Baghdad

Capital of Iraq and centre of Arab learning.


The city of Baghdad was founded in 762, on the site of a Persian village of the same name, by al-Mansur, the second caliph of the Abbasid dynasty. Its layout was designed by the Persian astrologer al-Naubakht and the Jewish astrologer Mashallah.

The original city was of circular design of 2.7 km diametre surrounded by three walls and was basically an administrative complex. It soon became too small for the growing population, and merchant markets developed outside the city walls near the gates. A bridge built from boats connected what soon became the "old city" with the east bank of the Tigris River, and from 946 the seat of the caliphate moved fully to the east bank.

Baghdad's golden age was reached under caliph al-Mahdi, who reigned from 775 to 785, his successor Harun al-Rashid (786 - 809) and al-Mamun (813 - 833). During these years Baghdad was considered the richest city in the world. Al-Mamun established hospitals and an observatory and had works of science translated into Arabic in the various madrasahs.

The decline began with a civil war between Harun al-Rashid's sons, which destroyed much of the old city. Some time around the mid-9th century the caliphs moved the government to Samarra north of Baghdad and left Baghdad to be ruled by their Turkish bodyguards. From 945 to 1152 the Buyids and Seljuqs, successors to the Abbasids, governed from Damascus, and Baghdad went into further decline and ruin.
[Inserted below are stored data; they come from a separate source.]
PR #818, opened 2022-04-16
Adjust timeouts and add health checks to startup

directionless:
Continuing to track down the Monterey enrollment issue, I'm pretty sure there's a race condition around the async startup. 

This PR attempts to address that via several mechanisms:
1. Adjusts some timeouts. A bit of a long shot, but I think these were too aggressive before
2. Adds a health check between starting up, and trying to do anything


directionless:
Most of the meat of this was implemented in other PRs, but I want to see which (if any) of the timeout adjustments to persist.

directionless:
don't need this any more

The final blow, however, came with the sacking of the city by the Mongol Hülegü in 1258, who overran the country, had the caliph and hundreds of thousands of residents killed and the irrigation system destroyed.

Baghdad did not recover from this devastation for centuries. It was relegated to a provincial town under Mongol vassal rulers and sacked again in 1401 by the Mongol Tamerlane. For the next 100 years it was ruled by Turkish dynasties. From 1534 until 1918 Baghdad was, with only short periods of Persian rule, part of the Turkish Ottoman empire.
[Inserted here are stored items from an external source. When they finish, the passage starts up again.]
PR #819, opened 2022-04-20
Changes to Enrollment

directionless:
As part of trying to address some subtle race conditions around startup, I've noticed several oddities about enrollment. This is an attempt to clean them up.

1. When we're using osquery transport, we can _avoid_ starting the extension complete. I've added some comments, and an if statement to support that. 

1. Launcher was triggering an enrollment during startup. Because that enrollment depends on osquery, I suspect this is one of the causes of a race condition. Since osquery itself is also doing that enrollment, this seems superfluous. I've gated it behind an environmental variable. 

1. It replaces `backoff.Run` with `backoff.WaitFor`. The former was a naive implementation of some retry logic, but it did not have a timeout mechanism. WaitFor is a small wrapper around `rate.Limiter` and should be more robust.

1. It changes the launcher supplemental information to be optional. If there's a failure communicating with osquery, this is probably indicative of some kind of race condition, and we should let osquery proceed normally.

This does **not** add a pause-for-ready function. I tried a bit to have enrollment defer until the tables were loaded, but I was unable to make it work. It would timeout on the tests. Generally felt like a couple things were deadlocked around the mutex.


pkg/osquery/extension.go
```diff
@@ -786,6 +797,19 @@ func (e *Extension) writeResultsWithReenroll(ctx context.Context, results []dist
 }
 
 func getEnrollDetails(client Querier) (service.EnrollmentDetails, error) {
+	var details service.EnrollmentDetails
+
+	if os.Getenv("LAUNCHER_DEBUG_ENROLL_DETAILS_ERROR") == "true" {
```
James-Pickett, line 802: what is this going to be used for? please leave comment to explain

James-Pickett (changes requested):

pkg/osquery/extension.go
blaedj, line 802: is this just something you're using to simulate errors while querying for enrollment details? Or is there some plan to use it during debugging to reduce the time launcher moves on from trying to get enrollment details?

directionless: Heh. You both flagged this. I've added a comment

James-Pickett (approved):

pkg/osquery/extension.go
```diff
@@ -786,6 +797,21 @@ func (e *Extension) writeResultsWithReenroll(ctx context.Context, results []dist
...
+	// To facilitate manual testing around missing enrollment details,
+	// there is a environmental variable to trigger the failure condition
+	if os.Getenv("LAUNCHER_DEBUG_ENROLL_DETAILS_ERROR") == "true" {
+		return details, errors.New("Skipping enrollment details")
+	}
+
+	// This condition is indicative of a misordering (or race) in
+	// startup. Enrollment has started before `SetQuerier` has
+	// been called.
+	if client == nil {
```
blaedj, line 811: I'm mostly just making sure I'm following things correctly, but...

given https://github.com/kolide/launcher/pull/819/files#diff-222645cc15c22456115e733d8ff807db8ea12a5839e79aff41a0159afa21abfcR122, whenever the transport is 'osquery', we're going to have a nil client (because we return before calling `setQuerier`), but that is fine because if the transport is osquery we aren't ever going to be calling getEnrollmentDetails, correct?

(I see what you mean by this being all very tangled...)

directionless: Well, this _is_ the extension, so if we're using osquery transport, then this is the thing we're not starting. It should never be called. 

But, yes, then the `client == nil` case would be there. though the real purpose is because something I did this week got a panic because this was called before that Querier was set. I think I've since undone that but it seems good to leave it in.

blaedj (dismissed):
These seem like good changes, especially not calling `enroll` multiple times, or failing when enrollment details can't be queried. Not sure if the windows tests are just flaky or...??

James-Pickett (approved):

Modern Baghdad owes its prosperity and most of its appearance to the beginning of steamship travel on the Tigris river after 1860. The Ottoman governors demolished what remained of the city walls and established a modern infrastructure, including new hospitals and schools.

In 1920 Baghdad became the capital of the new state of Iraq, initially under British rule as a mandate of the League of Nations and from 1932 as an independent country.